The goal of crowdsourcing quality management is to manage the quality of task responses, as well as the quality of the workers. We have studied various aspects of this problem, including generating confidence intervals for worker quality, determining global optimal worker quality estimates, and determining whether to hire or fire workers.
Here, the goal is to combine human and algorithmic computation with traditional database operations in order to perform complex tasks. This combination involves several optimization objectives: minimizing total elapsed time, minimizing the monetary cost to perform human computation (minimizing the number of questions and pricing them accordingly), and maximizing confidence in the obtained answers. Our proposed approach views the crowd-sourcing service as another database where facts are computed by human processors. By promoting the crowd-sourcing service to a first-class citizen on the same level as extensional data, it is possible to write a declarative query that seamlessly combines information from both. The system becomes responsible for optimizing the order in which tuples are processed, the order in which tasks are scheduled, whether tasks are handled by algorithms or a crowd-sourcing service, the pricing of the latter tasks, and the seamless transfer of information between the database system and the external services. Moreover, it provides built-in mechanisms to handle uncertainty, so that the developer can explicitly control the quality of the query results. Using the declarative approach, we can facilitate the development of complex applications that combine knowledge from human computation, algorithmic computation, and data.

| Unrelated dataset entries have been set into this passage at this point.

PR #726, opened 2023-01-10
Add ForcePackageDownload to Runbook, Project & ProjectSetting resources

mik-ky:
Adding a ForcePackageDownload field for Runbooks & Project settings.

Related Server changes: https://github.com/OctopusDeploy/OctopusDeploy/pull/15914.

sc-30499

### DIFF
--- a/source/Octopus.Server.Client/Model/ProjectResource.cs
+++ b/source/Octopus.Server.Client/Model/ProjectResource.cs
@@ -125,6 +125,10 @@ namespace Octopus.Client.Model
         [Writeable]
         [Obsolete("Use " + nameof(DeploymentSettingsResource) + " instead on the `deploymentsettings` API.")]
         public string DeploymentChangesTemplate { get; set; }
+
+        [Writeable]
+        [Obsolete("Use " + nameof(DeploymentSettingsResource) + " instead on the `deploymentsettings` API.")]
+        public bool ForcePackageDownload { get; set; }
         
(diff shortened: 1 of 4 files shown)


source/Octopus.Server.Client/Model/ProjectResource.cs
```diff
@@ -125,6 +125,10 @@ public ProjectResource(string id, string name, string slug) : this()
         [Writeable]
         [Obsolete("Use " + nameof(DeploymentSettingsResource) + " instead on the `deploymentsettings` API.")]
         public string DeploymentChangesTemplate { get; set; }
+
+        [Writeable]
+        [Obsolete("Use " + nameof(DeploymentSettingsResource) + " instead on the `deploymentsettings` API.")]
```
IsaacCalligeros95, line 130: Should this Obsolete attribute be removed?

IsaacCalligeros95 (changes requested):
Minor comment on the Obsolete attribute, other than that LGTM

source/Octopus.Server.Client/Model/ProjectResource.cs
mik-ky: Nope, I don't think so. I think that Obsolete is there to guide the users to use the newer deploymentSettings API (where, this new flag belongs) rather than directly via the project resource. We'd still need to have this on the ProjectResource itself.

IsaacCalligeros95 (approved):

Our current design and details of our initial prototype can be found in the Deco paper.
Traditional search engines are unable to support a large number of potential queries issued by users, for instance, queries containing non-textual fragments such as images or videos, queries that are very long, ambiguous, or those that require subjective judgment, or semantically-rich queries over non-textual corpora. We have developed DataSift, a crowd-powered search toolkit that can be instrumented over any corpus supporting a keyword search API, and supports efficient and accurate querying for a rich general class of queries, including those described previously.